Automate Kubernetes Day-2 Operations with Ansible

💡 Quick Answer: Install the kubernetes.core collection, point Ansible at your kubeconfig, and use the kubernetes.core.k8s module to apply manifests idempotently. Wrap recurring tasks (cert rotation, etcd backup, node drains) in playbooks so day-2 operations are repeatable and auditable.

The Problem

kubectl is perfect for interactive work, but day-2 operations need to be repeatable, reviewable, and runnable across many clusters:

Drift — manual kubectl apply runs are not tracked; the cluster diverges from intent
Fleet scale — the same change must land on dev, staging, and N production clusters
Auditability — compliance wants a record of what changed, when, and by whom
Sequencing — node drains, upgrades, and backups need ordering and health checks, not a one-liner

Ansible gives you idempotent, version-controlled automation that complements (not replaces) Kubernetes operators: operators own single-cluster reconciliation, Ansible orchestrates across the fleet.

The Solution

Step 1: Install the kubernetes.core Collection

# Control node
pip install kubernetes
ansible-galaxy collection install kubernetes.core

Step 2: Apply a Manifest Idempotently

The kubernetes.core.k8s module is declarative — re-running it is a no-op once the cluster matches the desired state.

# apply-app.yml
---
- name: Deploy application to Kubernetes
  hosts: localhost
  connection: local
  gather_facts: false
  tasks:
    - name: Ensure namespace exists
      kubernetes.core.k8s:
        api_version: v1
        kind: Namespace
        name: web
        state: present

    - name: Apply the deployment manifest
      kubernetes.core.k8s:
        state: present
        src: manifests/deployment.yaml
        namespace: web
        wait: true
        wait_condition:
          type: Available
          status: "True"
        wait_timeout: 180

ansible-playbook apply-app.yml

Step 3: Roll Out a Safe Node Upgrade

Day-2 operations like node upgrades need ordering and health gates.

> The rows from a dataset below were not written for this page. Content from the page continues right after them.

PR #4645, opened 2024-05-24
feat: Custom instructions in executor

### LINKED ISSUE #4599: Custom ISI/expressions in executor
I'd like if we could make one integration test that covers this use case.

### Rationale
Previously we had expression system but we removed it for the sake of simplicity and promised that it would become possible for blockchain admins to roll out their own expression system by upgrading executor

dima74:
## Description

Added ISI for custom instructions, and two tests demonstrating possible use:
* Test with one custom instruction `MintAssetForAllAccounts`
* Test with simple expression system

### Linked issue

Closes #4599

### Checklist


client/tests/integration/smartcontracts/executor_custom_data_model/src/complex.rs
```diff
@@ -0,0 +1,258 @@
...
+    use crate::complex::expression::EvaluatesTo;
+
+    #[derive(Debug, Deserialize, Serialize)]
+    pub enum CustomInstructionExpr {
+        Core(CoreExpr),
+        If(Box<ConditionalExpr>),
+        // Other custom ISI
+    }
+
+    // Built-in Iroha ISI (can be evaluated based on query values, etc)
```
nxsaken, line 25: I think this terminology is confusing, since "Iroha ISI" is a tautology, and "Custom ISI" is a contradiction (an instruction that's both custom and special)

0x009922 (changes requested):
So, the approach of custom instruction in this PR is the following, as I understand:

- In Executor, users can define whatever parsing logic around `Custom { payload: String }` instruction
- On client side, users _must_ know how to serialize the `Custom` instruction, and there is no way to know it via Iroha API

This goes against the current design. We had a discussion with @mversic, and the idea is that all executor-defined types must be defined in some schema and clients should be able to retrieve it and use it.

So, I guess this PR should came after #4597 and extend `ExecutorDataModel` with a set of instruction types, and then to have `Custom` instruction somehow this way:

```rust
struct Custom {
    id: CustomInstructionId, // or just Name?
    payload: JsonString
}
```

client/tests/integration/smartcontracts/executor_custom_data_model/src/complex.rs
mversic: > I think this terminology is confusing, since "Iroha ISI" is a tautology

agreed

> "Custom ISI" is a contradiction (an instruction that's both custom and special)

can you propose better naming in this case?

data_model/src/isi.rs
```diff
@@ -997,6 +1000,20 @@ mod transparent {
...
+        /// Custom instruction with arbitrary payload.
+        /// Should be handled in custom executor, where it will be translated to usual ISIs.
+        /// Can be used to extend instruction set or add expression system.
+        /// See `executor_custom_isi_simple` and `executor_custom_isi_complex`
+        /// examples in `client/tests/integration/smartcontracts`.
+        #[derive(Constructor, Display)]
+        #[display(fmt = "CUSTOM({payload})")]
+        pub struct Custom {
+            /// Custom payload
+            pub payload: String,
```
mversic, line 1014:
```suggestion
            pub payload: JsonString,
```

we have this type

client/tests/integration/upgrade.rs
```diff
@@ -195,6 +199,123 @@ fn executor_upgrade_should_revoke_removed_permissions() -> Result<()> {
...
+                FindAssetQuantityById::new(bob_rose.clone()).into(),
+            )),
+            Numeric::from(5u32),
+        );
+        let then = Burn::asset_numeric(Numeric::from(1u32), bob_rose.clone());
+        let then: InstructionBox = then.into();
+        let then = CustomInstructionExpr::Core(CoreExpr::new(then));
+        let isi = CustomInstructionExpr::If(Box::new(ConditionalExpr::new(condition, then)));
+        let isi = Custom::new(serde_json::to_string(&isi)?);
+        client.submit_blocking(isi)?;
```
mversic, line 297:
```suggestion
        client.submit_blocking(isi)?;
```

is it possible to implement `From<CustomInstructionExpr> for InstructionBox`? That would reduce friction in the API and make the conversion to json implicit

data_model/src/isi.rs
```diff
@@ -997,6 +1000,20 @@ mod transparent {
...
         }
     }
+
+    isi! {
+        /// Custom instruction with arbitrary payload.
+        /// Should be handled in custom executor, where it will be translated to usual ISIs.
+        /// Can be used to extend instruction set or add expression system.
+        /// See `executor_custom_isi_simple` and `executor_custom_isi_complex`
+        /// examples in `client/tests/integration/smartcontracts`.
+        #[derive(Constructor, Display)]
```
mversic, line 1010:
```suggestion
        #[derive(Display)]
```

take a look at `Permission::new` and mirror it

client/tests/integration/upgrade.rs
mversic: also add impl `From<CustomInstructionExpr> for Custom`

mversic:
great work

mversic:
> So, I guess this PR should came after #4597 and extend `ExecutorDataModel` with a set of instruction types, and then to have `Custom` instruction somehow this way:
> 
> ```rust
> struct Custom {
>     id: CustomInstructionId, // or just Name?
>     payload: JsonString
> }
> ```

I think you should make `ExecutorDataModel` a separate pr. And yeah, I was thinking that `Custom` should have an `id` field as you present here, but maybe there are some drawbacks?

client/tests/integration/smartcontracts/executor_custom_isi_complex/src/lib.rs
```diff
@@ -0,0 +1,82 @@
...
+
+#[derive(Constructor, ValidateEntrypoints, Validate, Visit)]
+#[visit(custom(visit_custom))]
+struct Executor {
+    verdict: Result,
+    block_height: u64,
+}
+
+fn visit_custom(executor: &mut Executor, _authority: &AccountId, isi: &Custom) {
+    let Ok(isi) = serde_json::from_str::<CustomInstructionExpr>(&isi.payload()) else {
```
mversic, line 35:
```suggestion
    let Ok(isi) = CustomInstructionExpr::try_from(&isi.payload()) else {
```

client/tests/integration/smartcontracts/executor_custom_data_model/src/complex.rs
mversic: `syn` uses `Verbatim`. Maybe that would be more appropriate

0x009922:
> I think you should make `ExecutorDataModel` a separate pr.

Created https://github.com/hyperledger/iroha/pull/4658

> And yeah, I was thinking that `Custom` should have an `id` field as you present here, but maybe there are some drawbacks?

IMO, technically, there is no need to have an id. This would suffice:

```rust
struct ExecutorDataModel {
  schema: String,

  // -- snip --

  // type id in the schema
  custom_instruction_definition_id: Option<Name>
}

enum Instruction {
  // -- snip --
  Custom(JsonString)
}
```

Clients will know how to serialize `Custom` if they look into the data model.

client/tests/integration/smartcontracts/executor_custom_data_model/src/complex.rs
nxsaken: `Custom Instructions`, `External Instructions`, `User Instructions` (my favorite probably). Also, what makes `Iroha Special Instructions` "special", is it more of a marketing term? Maybe it would be clearer to call the essential ones `Builtin Instructions` or `Intrinsic Instructions`, so the totality of Intrinsics/Externals could form ISI.

mversic:
> IMO, technically, there is no need to have an id. This would suffice:

there is obviously no need in this PR, but I still maintain it might be useful. Maybe for migrations. Will `iroha_core` ever have to know that two custom instructions are of the same type, i.e. will it have to compare them by id. When `Custom` instruction contains only payload it's not possible to do so without invoking executor to evaluate the whole instruction. I think `id` brings a little more flexibility and makes it more future proof

0x009922:
> I think `id` brings a little more flexibility and makes it more future proof

I see your point, though, it sounds vague and this possible future-proof solution doesn't sound _very_ robust to me. Due to that, I would prefer a minimal implementation now, as we are not 100% sure that having `id` would help in future.

mversic:
> > I think `id` brings a little more flexibility and makes it more future proof
> 
> I see your point, though, it sounds vague and this possible future-proof solution doesn't sound _very_ robust to me. Due to that, I would prefer a minimal implementation now, as we are not 100% sure that having `id` would help in future.

ok then, I don't have strong arguments for adding instruction id. Then we should remove id from permissions as well. Not sure about parameters since they are `Identifiable`

I'd like some more opinions here: @Erigara @DCNick3

mversic:
> I see your point, though, it sounds vague and this possible future-proof solution doesn't sound very robust to me. Due to that, I would prefer a minimal implementation now, as we are not 100% sure that having id would help in future.

I didn't want to focus on future-proofing. It was more about `iroha_core` being able to categorize instructions. Because now there is no way for it to know whether 2 `Custom` instructions are of the same type nominally

Erigara:
Looks cool, give ability to implement custom instructions without too much changes.

One concern i can think of is that custom instructions work more like an extension, so executor can't for example completely replace isi with own DSL for example.

Alternative design i was thinking about was to make transaction payload opaque to the core iroha (just bytes essentially).
So executor has complete freedom in how to interpret this payload.
But this would involve much more work and i'm not sure we need such extensibility in the first place.

Erigara:
> It was more about iroha_core being able to categorize instructions. 

Do we need this ability since whole custom isi execution is on the executor?
In general i don't see strong need in adding `id`.

mversic:
> > It was more about iroha_core being able to categorize instructions.
> 
> Do we need this ability since whole custom isi execution is on the executor? In general i don't see strong need in adding `id`.

@dima74 keep it as it is then

mversic:
> > > It was more about iroha_core being able to categorize instructions.
> > 
> > 
> > Do we need this ability since whole custom isi execution is on the executor? In general i don't see strong need in adding `id`.
> 
> @dima74 keep it as it is then

moreover, remove `Permission::id` in a separate PR to be consistent with this one here

client/tests/integration/smartcontracts/executor_custom_data_model/src/complex.rs
dima74: Used `Custom instructions` and `Built-in instructions`

client/tests/integration/upgrade.rs
dima74: To use `client.submit()` for `CustomInstructionExpr`, it is necessary for `CustomInstructionExpr` to implement `Instruction` and `Sealed` traits. This will require some changes to iroha_data_model (at least make `Sealed` trait public). I am not sure if it is worth it.

Currently I added `pub fn into_instruction(self) -> InstructionBox` method to `CustomInstructionExpr`, so it is possible to write:
```rust
let isi = CustomInstructionExpr::If(...);
client.submit_blocking(isi.into_instruction())?;
```

dima74:
> This goes against the current design. We had a discussion with @mversic, and the idea is that all executor-defined types must be defined in some schema and clients should be able to retrieve it and use it.

I added `custom_instruction_definition_id` to `ExecutorDataModel`, however it is currently not used, e.g. user may forget to set it in executor `migrate` entrypoint, and there will be no errors when using custom instructions. Is it ok or should I add some validation of custom instruction payload against `custom_instruction_definition_id`?

mversic:
> I added `custom_instruction_definition_id` to `ExecutorDataModel`

please name it just `instruction_id`

> user may forget to set it in executor migrate entrypoint, and there will be no errors when using custom instructions. Is it ok or should I add some validation of custom instruction payload against `custom_instruction_definition_id`?

I think it's fine. It only exists for users to be able to query executor to find which custom instructions are available

mversic:
> moreover, remove `Permission::id` in a separate PR to be consistent with this one here

might not be possible to do because of migrations. What about migrations for custom instructions? I suppose it's not needed

client/tests/integration/smartcontracts/executor_custom_instructions_complex/src/lib.rs
```diff
@@ -0,0 +1,86 @@
...
+            QueryOutputBox::Numeric(value) => Ok(Value::Numeric(value)),
+            _ => unimplemented!(),
+        }
+    }
+}
+
+#[entrypoint]
+pub fn migrate(_block_height: u64) -> MigrationResult {
+    DataModelBuilder::with_default_permissions()
+        .with_custom_instruction_type::<CustomInstructionExpr>()
```
mversic, line 82:
```suggestion
        .with_custom_instruction::<CustomInstructionExpr>()
```

data_model/src/executor.rs
```diff
@@ -81,6 +83,9 @@ mod model {
         ///
         /// These IDs refer to the types in the schema.
         pub permissions: BTreeSet<PermissionId>,
+        /// Type id in the schema.
+        /// Corresponds to payload of `InstructionBox::Custom`.
+        pub custom_instruction_definition_id: Option<Ident>,
```
mversic, line 88:
```suggestion
        pub instruction_id: Option<Ident>,
```

mversic: it's a bit weird that it's an `Option` and not a `Vec`

client/tests/integration/smartcontracts/executor_custom_instructions_simple/src/lib.rs
```diff
@@ -0,0 +1,64 @@
...
+        Mint::asset_numeric(isi.quantity, asset_id).execute()?;
+    }
+    Ok(())
+}
+
+#[entrypoint]
+pub fn migrate(_block_height: u64) -> MigrationResult {
+    DataModelBuilder::with_default_permissions()
+        .with_custom_instruction_type::<CustomInstructionBox>()
+        .build_and_set();
```
mversic, line 61:
```suggestion
    let data_model = DataModelBuilder::with_default_permissions()
        .with_custom_instruction_type::<CustomInstructionBox>()
        .build();
        
    set(data_model);
```

Is API similar to this possible?

Erigara:
> moreover, remove Permission::id in a separate PR to be consistent with this one here 

having `id`s for permissions might be still helpful because we do lookups on then which is not the case for instructions

mversic:
u

> > moreover, remove Permission::id in a separate PR to be consistent with this one here
> 
> having `id`s for permissions might be still helpful because we do lookups on then which is not the case for instructions

but the lookups are completely unnecessary. They only happen because we keep list of permission ids in wsv. There is no need for that

client/tests/integration/smartcontracts/executor_custom_instructions_simple/src/lib.rs
dima74: It is possible, but what is wrong with `build_and_set`?

data_model/src/executor.rs
dima74: Potentially it is possible to use arbitrary type for payload of custom instruction. If it is enum, in schema there will be `iroha_schema::Metadata::Enum` with vector of variants

client/tests/integration/smartcontracts/executor_custom_instructions_simple/src/lib.rs
mversic: which API do you find better?

dima74: I like current version with `build_and_set`

mversic (approved):

Erigara (dismissed):

0x009922 (approved):

mversic (dismissed):

mversic:
> > > moreover, remove Permission::id in a separate PR to be consistent with this one here
> > 
> > 
> > having `id`s for permissions might be still helpful because we do lookups on then which is not the case for instructions
> 
> but the lookups are completely unnecessary. They only happen because we keep list of permission ids in wsv. There is no need for that

created #4702 for further discussion, but I don't see any reason to keep `Permission::id` if we don't have it for instructions

client/tests/integration/upgrade.rs
mversic: I created #4703

0x009922 (dismissed):

mversic (dismissed):

mversic (approved):

0x009922 (approved):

Run serially, cordon and drain, then uncordon — with a health check between nodes.

# upgrade-nodes.yml
---
- name: Rolling node maintenance
  hosts: localhost
  connection: local
  gather_facts: false
  vars:
    nodes:
      - worker-1
      - worker-2
      - worker-3
  tasks:
    - name: Drain and patch each node in turn
      ansible.builtin.include_tasks: drain-one.yml
      loop: "{{ nodes }}"
      loop_control:
        loop_var: node

# drain-one.yml
---
- name: Cordon {{ node }}
  kubernetes.core.k8s_drain:
    name: "{{ node }}"
    state: cordon

- name: Drain {{ node }}
  kubernetes.core.k8s_drain:
    name: "{{ node }}"
    state: drain
    delete_options:
      ignore_daemonsets: true
      delete_emptydir_data: true
      wait_timeout: 300

# ... perform your patch / kubelet upgrade here ...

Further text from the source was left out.